De esta manera, la definición genital deja de ser sujeto de derecho (ser hombre o mujer) para serlo la voluntad declarada del individuo. Esto es, que el sexo no existe. Sólo existe la autodeterminación sexual.
Esto, claro, desmonta la legislación y la moral que habían construido las feministas culturales y radicales, que basaban el privilegio en la biología.
El feminismo queer, por contra, se centra en resetear la sociedad rompiendo el binarismo de género (hombre y mujer), eliminando la presunción de heterosexualidad y reivindicando la ampliación de los privilegios hacia los trans o no binarios.
Un informe médico para verificar esta condición, dicen, sería una patologización. Su consideración como algo anormal.
¿Cuál debe ser entonces el criterio? La declaración de la persona.
En España, la ley 3/2007 de 15 de marzo permite a las personas trans cambiar en el registro su sexo sin necesidad de tratamientos quirúrgicos, pero con un informe médico que demuestre la disforia de género, y sólo para mayores de edad.

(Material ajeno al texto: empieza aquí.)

Issue #624, opened 2017-05-22
Add Git blob sha1 to checksums returned with info


pombredanne:
This can be handy for identification in a Git context

Chaitya62:
I would like to take this issue @pombredanne

Chaitya62:
@pombredanne  Please review the PR #902  and let me know the changes whenever you can.

D-lang14:
Hii @pombredanne sir, I am new to open source, I would like to solve this issue, can you please guide me through how can I help with this issue.

pombredanne:
@D-lang14 sorry for the late reply!
The checksum computation is in commncode.hash alright, therefore this would mean adding this in the scan for `--info` here https://github.com/nexB/scancode-toolkit/blob/cce8cbc64746ed58f2f0a9bf03d6c3500bd7cc1c/src/scancode/api.py#L322 ... plu fixing all the tests

sschuberth:
One more motivation to address this is that [Software Heritage actually uses Git-blob-style SHA1s](https://docs.softwareheritage.org/devel/swh-model/persistent-identifiers.html#git-compatibility), too, also to identify content that was *not* originally stored in Git!

pombredanne:
@AyanSinhaMahapatra we should schedule this in the next release

AyanSinhaMahapatra:
We already had this functionality in `commoncode.hash` with https://github.com/aboutcode-org/scancode-toolkit/commit/2c4f3cd7cfc74f93ec6813f161cb1c8e09b8130b, now this is being returned for all the files using `--info` plugin, along with other checksums we already returned. See https://github.com/aboutcode-org/scancode-toolkit/pull/4425

PR #902, opened 2018-01-27
Add sha1_git to file_infos #624

Chaitya62:
Signed-off-by: Chaitya Shah <chaitya.shah@somaiya.edu>


Chaitya62:
@pombredanne  I think I covered everything, ping me if something needs to be change.

pombredanne:
Thank you! I will merge this as soon as #885 is merged as this changes the architecture quite a bit, but the gist of the code should mergeable.

Chaitya62:
Great, ping me here if anything needs to be changed after the merge

pombredanne:
The merge took place... So the plugin that collects file info is the one to update. Thank you.

pombredanne:
@Chaitya62 do you think you can update this based on the latest develop? sorry for the extra work!

Chaitya62:
@pombredanne no problem, I'll update it.

Chaitya62:
@pombredanne  I have updated the branch please review it

tests/formattedcode/data/json/tree/expected.json
```diff
@@ -20,6 +20,11 @@
       "size": 91,
       "sha1": "3922760d8492eb8f853c10a627f5a73f9eaec6ff",
       "md5": "fc7f53659b7a9db8b6dff0638641778e",
+<<<<<<< HEAD
```
pombredanne: It sounds like you committed unresolved merge conflicts?

src/scancode/api.py
```diff
@@ -225,4 +226,4 @@ def extract_archives(location, recurse=True):
     from extractcode.extract import extract
     from extractcode import default_kinds
     for xevent in extract(location, kinds=default_kinds, recurse=recurse):
-        yield xevent
+        yield xevent
```
pombredanne: I think you removed the trailing line there.

src/scancode/api.py
```diff
@@ -196,9 +196,10 @@ def get_file_info(location, **kwargs):
     result['date'] = get_last_modified_date(location) or None
     result['size'] = getsize(location) or 0
 
-    sha1, md5 = multi_checksums(location, ('sha1', 'md5',)).values()
+    sha1, md5, sha1_git = multi_checksums(location, ('sha1', 'md5','sha1_git')).values()
```
pombredanne: neat and clean! that's the way to go!

tests/formattedcode/data/json/tree/expected.json
Chaitya62: oh sorry, I must have missed it

Chaitya62:
Yes, I'll take care of it this weekend

pombredanne:
I respun the build. It may just be some CI quirk

pombredanne:
So this is all good to go. But I have been thinking that may be this should not be part of the info after all.
May be there should be a plugin for checksums with this one and future ones (sha256, sha512, blake2, etc)... What do you think?

Chaitya62:
Then we will have a different flag for checksums as well right? if yes then, from user point of view won't I want to have all the checksums when I ask for file infos ?

pombredanne:
> Then we will have a different flag for checksums as well right? if yes then, from user point of view won't I want to have all the checksums when I ask for file infos ?

IMHO this would be a scanner plugin of its own. I would have a single option that could accept multiple values. Each values would be in a list of choices such as sha1-git, sha256, etc... and would add a `checksums` attribute to the scans.

something like 
```
"checksums" : [
  "sha256:12142512412121acfd",
  "sha512:12142512412121acfd",
  "sha1-git:12142512412121acfd",
]
```

pombredanne:
@Chaitya62 any feedback on the suggestion above?

pombredanne:
I will eventually merge this but reworked in a checksums plugin instead. Unless you care to tackle this?

pombredanne:
@Chaitya62 Thanks! let me reopen this as a reminder under you have it in.

majurg:
@Chaitya62 @pombredanne Ping. This has been hanging around for a while, unsure if we want to merge or not.

Chaitya62:
After, I wrote this the code was changed significantly ( architecture wise )

majurg:
@Chaitya62 Any plans to update this or should I close this?

Chaitya62:
you can close it

pombredanne:
@Chaitya62 actually I still want this... so we will start from your code to get a proper plugin in :)

pombredanne:
@Chaitya62 I will eventually reuse bit of this and I made a copy of your branch to https://github.com/nexB/scancode-toolkit/tree/Chaitya62/add-git-sha1-to-checksums

pombredanne:
So I am closing this for now. Thank you++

Irene Montero y su Ministerio de Igualdad, donde ficha la niñera mejor pagada de España, propone que a partir de los 16 años no se necesite el consentimiento de los padres y que sólo sea precisa la declaración de la persona, sin necesidad de ningún informe. La identidad se elige, como sentenció Judith Butler.

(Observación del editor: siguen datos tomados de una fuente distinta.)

Issue #852, opened 2017-11-22
Cross check that all licenses on https://www.openhub.net/licenses are properly detected


pombredanne:
See https://www.openhub.net/licenses
Several are likely to be variants of BSD and MIT or existing license and will be detected as such.
Some oddities may require a new license addition

yudhik11:
can I take up this issue?

pombredanne:
@yudhik11 That would be very nice of you. Thanks!

yudhik11:
@pombredanne do I need to scrape those license online and check whether they are getting detected OR in the repo there are many licenses I should test them from there.And also the license data is present in src/licensedcode/data/licenses/ and tests/licensedcode/data/licenses/ and to me the thing that confused me was there are more licenses in tests then in src data set.
So with LICENSE data should I use.

pombredanne:
@yudhik11 so the stepos would be:
1. collect the texts online
2. make license tests from each of these in ` tests/licensedcode/data/licenses/` ....  
3. also test by hand the detection
4. if we do not have 100% detection then either:
4.1 add new rules
4.2 add a new license if this is a new license 


> And also the license data is present in src/licensedcode/data/licenses/ and tests/licensedcode/data/licenses/ and to me the thing that confused me was there are more licenses in tests then in src data set.

- `src/licensedcode/data/licenses/` contains the actual real license files used as master data and for detection
-  `tests/licensedcode/data/licenses/` contains test files that we use to verify that the detection works correctly and are used only when running the `py.test` test suite

yudhik11:
@pombredanne what do you meant by [[making license test from each of these in (Addr)]]
and also what is testing by hand the detection

pombredanne:
- testing by hand: ./scancode --license --diag --license-text --format json-pp <file to check>
- license tests: see the automated tests in tests/licensedcode/data/licenses/ where each pair of yml + other file with the same base name become a unit test dynamically created by this code https://github.com/nexB/scancode-toolkit/blob/develop/tests/licensedcode/test_detection_datadriven.py

yudhik11:
@pombredanne it will be nice if you can assign me a small work or any small issue because right now i am trying this from past two weeks and I keep on moving in circle and cannot proceed.

Anything will be much appreciated.

pombredanne:
@yudhik11 ok :) Let me break thing down in smaller issue that would be bite sized!

yudhik11:
[...]

PR #908, opened 2018-01-31
Add script to extract openhub licenses #852

yash-nisar:
Signed-off-by: Yash Nisar yash.nisar@somaiya.edu

A small part of https://github.com/nexB/scancode-toolkit/issues/852

### DIFF
--- a/etc/scripts/openhub_scraper.py
+++ b/etc/scripts/openhub_scraper.py
@@ -1,0 +1,96 @@
+#!/usr/bin/python2
+#
+# Copyright (c) 2017 nexB Inc. and others. All rights reserved.
+# http://nexb.com and https://github.com/nexB/scancode-toolkit/
+# The ScanCode software is licensed under the Apache License version 2.0.
+# Data generated with ScanCode require an acknowledgment.
+# ScanCode is a trademark of nexB Inc.
+#
+# You may not use this software except in compliance with the License.
+# You may obtain a copy of the License at: http://apache.org/licenses/LICENSE-2.0
+# Unless required by applicable law or agreed to in writing, software distributed
+# under the License is distributed on an "AS IS" BASIS, WITHOUT WARRANTIES OR
+# CONDITIONS OF ANY KIND, either express or implied. See the License for the
+# specific language governing permissions and limitations under the License.
+#
+# When you publish or redistribute any data created with ScanCode or any ScanCode
+# derivative work, you must accompany this data with the following acknowledgment:
+#
+#  Generated with ScanCode and provided on an "AS IS" BASIS, WITHOUT WARRANTIES
+#  OR CONDITIONS OF ANY KIND, either express or implied. No content created from
+#  ScanCode should be considered or used as legal advice. Consult an Attorney
+#  for any legal advice.
+#  ScanCode is a free software code scanning tool from nexB Inc. and others.
+#  Visit https://github.com/nexB/scancode-toolkit/ for support and download.
+
+import codecs
+import json
+import os
+import urllib2
+
+from bs4 import BeautifulSoup
+
+
+def write_license_info_to_file(license_list):
+    """
+    Neatly format all the scrapped license information in the json format and
+    write it to a file.
+    """
+    with codecs.open('openhub_licenses.json', 'w', 'utf-8') as f:
+        f.write(json.dumps(license_list, indent=4, ensure_ascii=False))
+
+
+def parse_local_file():
+    """
+    Parses the given file using 'BeautifulSoup' and returns html content of
+    that file.
+    """
+    local_test_file = os.path.join(os.path.dirname(__file__),
+                                   'testdata/openhub_scraper/openhub_html.html')
+    with open(local_test_file, 'r') as f:
+        parsed_page = BeautifulSoup(f.read(), 'html.parser')
+    return parsed_page
+
+
+def parse_webpage(url, page_no):
+    """
+    Parses the given webpage using 'BeautifulSoup' and returns html content of
+    that webpage.
+    """
+    page = urllib2.urlopen(url + page_no)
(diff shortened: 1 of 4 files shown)


yash-nisar:
Note, the linked issue is being solved in parts, and so the tests are bound to fail. We expect the tests to pass once everything is put up together.

Need your inputs on this @pombredanne :)

pombredanne:
Thanks! I respawned the build job as there is no reason that this fails.

etc/scripts/openhub_scraper.py
```diff
@@ -0,0 +1,28 @@
...
+total_pages = 17
+license_dict = {}
+license_list = []
+
+try:
+	for i in range(1, total_pages + 1):
+		url = 'https://www.openhub.net/licenses?page=' + str(i)
+		page = urllib2.urlopen(url)
+		parsed_page = BeautifulSoup(page, 'html.parser')
+		all_licenses = parsed_page.find(id = 'license').select("table.table-condensed.table-striped.table")
```
pombredanne: Please use only single quotes unless this is a docstring

etc/scripts/openhub_scraper.py
```diff
@@ -0,0 +1,28 @@
...
+import json
+import urllib2
+import requests
+from bs4 import BeautifulSoup
+
+total_pages = 17
+license_dict = {}
+license_list = []
+
+try:
```
pombredanne: Why wrap things in a try/except since you are only printing the error? Also it would be best if you do a proper function for this called in a `if __name__ == '__main__':` block

yash-nisar: @pombredanne I've added the exception `e` too for the stack trace. Should I keep the `try...except` block or remove it ?

etc/scripts/openhub_scraper.py
yash-nisar: Oh damn, how did I miss that ! I'll correct that asap :)

yash-nisar:
@pombredanne Updated the script to reflect the changes :)

pombredanne:
I think the data from open hub are collectively licensed... so what is the license of "openhub_licenses.json"?

etc/scripts/openhub_scraper.py
```diff
@@ -0,0 +1,36 @@
+# A script to extract openhub license names, their urls, and save it in a
```
pombredanne: Can you add a license header there?

etc/scripts/openhub_scraper.py
```diff
@@ -0,0 +1,36 @@
...
+# json file
+import json
+import urllib2
+from bs4 import BeautifulSoup
```
pombredanne: Please sort your imports in two blocks and add one blank line between stdlib and non-stdlib

etc/scripts/openhub_scraper.py
```diff
@@ -0,0 +1,36 @@
...
+
+total_pages = 17
+license_dict = {}
+license_list = []
+
+
+def extract_openhub_licenses():
+    try:
```
pombredanne: A docstring would be nice.

etc/scripts/openhub_scraper.py
```diff
@@ -0,0 +1,36 @@
...
+            for license in license_rows:
+                license_dict['openhub_url'] = license['href']
+                license_dict['name'] = license.get_text()
+                license_list.append(license_dict.copy())
+
+        with open('openhub_licenses.json', 'w') as f:
+            f.write(json.dumps(license_list, indent=4,
+                               ensure_ascii=False).encode('utf8'))
+
+    except Exception as e:
```
pombredanne: Just do not try/except here. Let exceptions bubble up: you are hiding the stack trace otherwise

pombredanne: dumps should return UTF alright. why encode?

pombredanne:
Add a unit test or two would go a long way!

etc/scripts/openhub_scraper.py
yash-nisar: Addressed !

etc/scripts/openhub_scraper.py
yash-nisar: Addressed !

etc/scripts/openhub_scraper.py
yash-nisar: Addressed !

etc/scripts/openhub_scraper.py
yash-nisar: Addressed !

yash-nisar:
@pombredanne Addressed your comments and added a few tests for the same ;)

etc/scripts/test_openhub_scraper.py
```diff
@@ -0,0 +1,76 @@
...
+#  OR CONDITIONS OF ANY KIND, either express or implied. No content created from
+#  ScanCode should be considered or used as legal advice. Consult an Attorney
+#  for any legal advice.
+#  ScanCode is a free software code scanning tool from nexB Inc. and others.
+#  Visit https://github.com/nexB/scancode-toolkit/ for support and download.
+
+import openhub_scraper
+
+
+def test_scraping_ascii():
```
pombredanne: Looking good, but does this make a remote HTTP call? If so you need instead to use a local test file. We do not want tests that depend on the network.

pombredanne: So you need to need to separate code that fetches from code that parses

yash-nisar:
@pombredanne I've updated the script ! Need your review :)

etc/scripts/test_openhub_scraper.py
yash-nisar: Addressed both the comments :)

pombredanne:
Looking great now and the test are working with no live net connections!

¿Qué dice el feminismo radical y cultural? Que sus herederas, las del feminismo queer, se pasan porque destruyen toda la legislación del privilegio, como la que obliga a las empresas a tener un 50% de mujeres en sus consejos de administración, la de las listas electorales paritarias, la de violencia de género o la de acceso a subvenciones para pymes o proyectos de investigación.

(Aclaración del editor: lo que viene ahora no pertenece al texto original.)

Issue #802, opened 2017-10-11
Always return minimal type information with a scanned file


pombredanne:
AboutCode Manager and other tools need to know if a path is a file or directory at the minimum.
This information is only returned with the `--info` option atm. We should provide this all the times IMHO whether or not detailed file information was requested otherwise proper downstream processing of  scan results  may not be possible.

yash-nisar:
I'm taking this one !

pombredanne:
I have second thoughts on this: let me review and thank you for the commit!

yash-nisar:
@pombredanne What did you finally decide ?

pombredanne:
@yash-nisar I want this alright! so if you can update based on the latest develop I will merge

mjherzog:
Also time to reconsider naming file or directory fields as "resource" fields.

pombredanne:
@mjherzog sure thing, but that would be in another ticket

PR #914, opened 2018-02-04
Return minimal type information #802

yash-nisar:
AboutCode Manager and other tools need to know if a path is a file or
directory at the minimum. This information was previously returned
only with the `--info` option. We now always return minimal type
file information with a scanned file for proper downstream processing
of scan results by tools like the AboutCode Manager.

Signed-off-by: Yash Nisar <yash.nisar@somaiya.edu>

Closes https://github.com/nexB/scancode-toolkit/issues/802

### DIFF
--- a/src/scancode/plugin_info.py
+++ b/src/scancode/plugin_info.py
@@ -63,7 +63,7 @@ class InfoScanner(ScanPlugin):
     options = [
         CommandLineOption(('-i', '--info'),
             is_flag=True, default=False,
-            help='Scan <input> for file information (size, type, checksums, etc).',
+            help='Scan <input> for file information (size, checksums, etc).',
             help_group=OTHER_SCAN_GROUP, sort_order=10
             )
     ]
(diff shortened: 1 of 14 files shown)


yash-nisar:
@pombredanne Need your inputs for the patch :)

pombredanne:
You are really on a roll! Thanks ++ 👍 
I will have to reconcile this I guess with the changes in the #885 branch though!

yash-nisar:
Okay, so should I work & test my changes on the `787-new-plugin-architecture` branch and then create a PR ? @pombredanne

pombredanne:
Your implementation is good, but the underlying code has changed because of my switcharoo!
Do you mind checking the new develop code, rebase and redo you changes there? It should be simpler since `Resource.is_file` is now a flag available at all times on the resource objects. The likely place to fix may be only the `Resource.to_dict` method to always include the type?

yash-nisar:
Sure, I'll check the new architecture and then push my changes again. :)

yash-nisar:
@pombredanne I've updated the PR. Wanna have a look ?

pombredanne:
@yash-nisar Thanks: this is looking great and I am merging.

Todos los cursos sobre igualdad de género, los observatorios y los institutos de investigación quedarían anticuados y obligados a adaptarse a la nueva ortodoxia.
Si se impone la autodeterminación sexual, también se podrá cambiar a voluntad de raza o edad. Si no hay un informe científico que valga, y la identidad sólo depende de la persona, uno puede definirse como quiera cuantas veces crea oportuno.
Es más. ¿Por qué hay que pasar por el Registro Civil, por la bendición del Estado? ¿No sería suficiente decirlo de viva voz o, como mucho, escribirlo en un papel?
Karl Marx escribió que el ser social determinaba la conciencia social, lo que es falso. Ahora que las clases sociales son cuestión de fe y se diluyen por la vida burguesa, es el sexo sentido lo que marca esa conciencia. Y en consecuencia, para la izquierda, también la legislación.
El problema es que la identidad declarada a voluntad es todavía una ficción jurídica y que, como tal, deja sin sentido las leyes de discriminación en favor de las personas nacidas mujeres si se convierte en legislación.
Estaría bien saber qué deciden las ingenieras sociales. Si sigue existiendo el sexo, el género, la edad o la raza, cómo es la nueva masculinidad obligatoria, y si el sentimiento y la voluntad sustituyen a la ciencia y la razón en la legislación. Por ir adelantando el cambio, digo.
Esto es más relevante de lo que parece. Marcel Gauchet hablaba del fin de la democracia occidental conocida, que acaba devorándose a sí misma debido a que ha puesto las simientes para la destrucción de sus fundamentos: la libertad, la justicia y la igualdad.
Esto es lo que está ocurriendo con unos feminismos concebidos como deconstrucción de la sociedad y no como garantía para el individuo.
*** Jorge Vilches es profesor de Historia del Pensamiento y de los Movimientos Sociales y Políticos en la Universidad Complutense.